A joint report NERC issued with Western Electricity Coordinating Council (WECC) this April concluded that four disturbances involving the widespread reduction of power from BPS-connected solar PV resources in Southern California showed a need for more vigilance to ensure all BPS-connected inverter-based resources can operate reliably to support the BPS. “The persistent and systemic nature of these events indicate an ongoing and elevated level of risk to the BPS,” the report said.
“During these events, widespread loss of solar PV resources was also coupled with the loss of synchronous generation, unintended interactions with remedial action schemes, and some tripping of distributed energy resources,” NERC explained. “As industry urgently takes steps to address systemic reliability issues through modeling, planning, and interconnection processes, system operators in areas with significant amounts of solar PV resources should be aware of the potential for resource loss events during grid disturbances.”

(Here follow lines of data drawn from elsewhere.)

PR #3894, opened 2026-08-28
fix(graph): support macOS contained artifact paths

### LINKED ISSUE #3893: graph runtime unusable on macOS: /dev/fd/N is not traversable, every run crashes with ENOENT
## Summary

`omc graph run` fails immediately on macOS (darwin). Every graph crashes before executing a single node:

```
[run] my-run — my goal
Error: [crash] ENOENT: no such file or directory, open '/dev/fd/15/.descriptor.json.tmp.88a97069-...'
```

## Cause

`src/graph/runtime/safe-fs.ts` resolves a directory FD to a path and then `join()`s a child filename onto it:

```ts
function descriptorPath(directoryFd: number) {
  if (process.platform === 'linux') return `/proc/self/fd/${directoryFd}`;
  return `/dev/fd/${directoryFd}`;   // <-- not traversable on macOS
}
...
return operation(join(descriptorPath(directoryFd), fileName));
```

On Linux, `/proc/self/fd/N` is a symlink to the directory, so `/proc/self/fd/N/child` resolves. On macOS, `/dev/fd/N` is **not** a traversable directory entry — appending a child component always yields ENOENT.

## Minimal repro (no OMC involved)

```js
const {openSync,closeSync,constants,writeFileSync,mkdirSync}=require('fs');
mkdirSync('/tmp/probe',{recursive:true});
const fd=openSync('/tmp/probe', constants.O_RDONLY | constants.O_DIRECTORY);
writeFileSync(`/dev/fd/${fd}/x.txt`,'hi');   // ENOENT on darwin, OK on linux
closeSync(fd);
```

Result on darwin 25.6.0 / Node v24.18.0:
`FAILED: ENOENT -> ENOENT: no such file or directory, open '/dev/fd/11/x.txt'`

## Blast radius

`withContainedPath` is used by the whole graph runtime, so no graph can run on macOS:
- `runtime/journal.js` — `journal.jsonl`
- `runtime/runner.js` — `descriptor.json`
- `runtime/store.js` — projection snapshot

## Suggested fix

Keep the FD purely for the identity check (`fstatSync` dev/ino, which already works), and perform the write against `join(runDir.path, fileName)` — the same fallback the `win32` branch already uses. That preserves the TOCTOU guard the FD was added for while staying portable. Alternatively use `openat`-style APIs via a native binding, but the win32 branch suggests the simpler path is acceptable.

## Environment

- macOS (darwin 25.6.0), Node v24.18.0
- oh-my-claudecode 5.0.1 (`67341e4dc`), installed via plugin marketplace
- Present on `main` as of `origin/main:src/graph/runtime/safe-fs.ts` line 48

Yeachan-Heo:
## Summary

Fixes #3893, reported by @Brecht-H.

`withContainedPath` no longer constructs child paths under `/dev/fd/N` on macOS. Linux retains descriptor-relative `/proc/self/fd/N` traversal; non-Linux POSIX uses the validated run-directory path, matching the existing Windows fallback. The run-directory identity check and final-component `O_NOFOLLOW` behavior remain in place.

The fallback's explicit guarantee is documented in code: on systems without traversable directory-FD paths, identity is checked immediately before the synchronous operation, while a parent-directory swap racing that operation cannot be eliminated without `openat`-style support.

## Verification

- Focused safe-fs and run-directory tests: 10 passed
- Full graph runtime suite: 238 passed
- TypeScript check: passed
- ESLint: 0 errors (existing repository warnings remain)
- Build: passed
- Inventory verification: passed
- Plugin shipping exact-closure check against `9e701b690a87acb546297ef5b1c93b0b1ad480b2`: passed

Generated runtime closure is included per repository shipping policy.


Yeachan-Heo:
Issue #3893 verification evidence for commit 6803fceeb01d5e58a50258dfbfb72ec2e56620f9: reporter attribution preserved (@Brecht-H); focused safe-fs/run-dir 10 passed; full graph 238 passed; tsc passed; lint 0 errors (existing warnings only); build passed; inventory verify passed; plugin shipping check-pr against 9e701b690a87acb546297ef5b1c93b0b1ad480b2 passed. The fix keeps Linux /proc/self/fd identity-bound access, uses the validated run path on macOS/non-Linux POSIX, and retains final-component O_NOFOLLOW semantics.

Yeachan-Heo:
Fix-forward at d795dcfdf3a19f4b63b262a33419f416d23f9dff: removed generated build artifacts from the PR after exact-head CI's artifact-policy finding; source, regression tests, and inventory remain. Local checks: full graph 238 passed, TypeScript passed, lint 0 errors, build passed, inventory verify passed, plugin shipping check-pr passed with 0 generated artifact changes. This preserves @Brecht-H attribution and closes the policy blocker without changing runtime scope.

Yeachan-Heo:
REQUEST_CHANGES

Exact-head adversarial review receipt
- PR: #3894
- Issue: #3893
- Head: d795dcfdf3a19f4b63b262a33419f416d23f9dff
- Base: 9e701b690a87acb546297ef5b1c93b0b1ad480b2
- Diff digest (git diff --binary base...head, SHA-256): 870a47c656b313ea3ac6269728cbaf395c4bda92b750a7bde2d9ec33c04415f6
- Attribution: maintainer implementation preserves Brecht-H contributor attribution.

Blocking findings:
1. `withContainedPathForPlatform` accepts attacker-controlled `fileName` without validating it as a single safe artifact name. On the darwin/non-Linux path, `join(runDir.path, "../outside.txt")` escapes the validated run directory; this exact head was reproduced with `npx tsx` reading an outside file through the callback. Linux's `/proc/self/fd/N` construction is likewise not a substitute for input validation.
2. The non-Linux fallback performs `statSync(runDir.path)` identity validation and then passes a normal pathname to the operation. A concurrent replacement of the run directory or a symlinked parent between those operations can redirect the path operation; final-component `O_NOFOLLOW` does not protect parent components. This materially weakens the directory-FD containment contract. The implementation must provide a genuinely dirfd-relative operation on supported non-Linux POSIX platforms or fail closed; documentation is insufficient.

Verification evidence:
- Focused safe-fs/run-dir tests: 5 repetitions, 10 tests each, all passed.
- Full graph suite: 16 files, 238 tests passed.
- `npm run lint`: 0 errors, 28 pre-existing warnings.
- `npx tsc --noEmit`: passed.
- `npm run build`: passed.
- `npm run generate:inventory:verify`: passed.
- GitHub CI: all completed technical gates green, including Test, Windows path suite, Build, Lint & Type Check, and artifact gates; `npm pack + install test` remains pending.
- GitHub API rejected formal `REQUEST_CHANGES` because the authenticated reviewer is the PR author; this comment is the signed review decision receipt instead.

Signed: GJC exact-head reviewer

Branden Sudduth, WECC’s vice president of Reliability Planning and Performance Analysis, in April underscored the relevance of the emerging risks. “There is no doubt that the penetration of inverter-based resources will increase, not just in California, but throughout the Western Interconnection,” owing to the energy transition, which is encouraging increasing amounts of renewable generation such as wind, solar PV, battery energy storage, and hybrid power plants, he said. While these inverter-based resources present new opportunities in terms of grid control, they also introduce potential risks to the system, he said.
“We need to get to the point where we have confidence in the models and actual performance of these resources. We have a lot of work to do to get to this point, but we have efforts in place to ensure that the legacy equipment is performing as optimally as possible, while ensuring the performance of new plants exhibits the ride-through capabilities we know these resources are capable of,” Sudduth said.
Olson said NERC has already sprung into action to address the issue on a long-term basis, including ensuring that interconnection requirements will address PV performance before installation, and efforts to improve modeling. NERC is also initiating action to develop reliability standards for the industry to adopt that would improve solar PV resource performance, he said.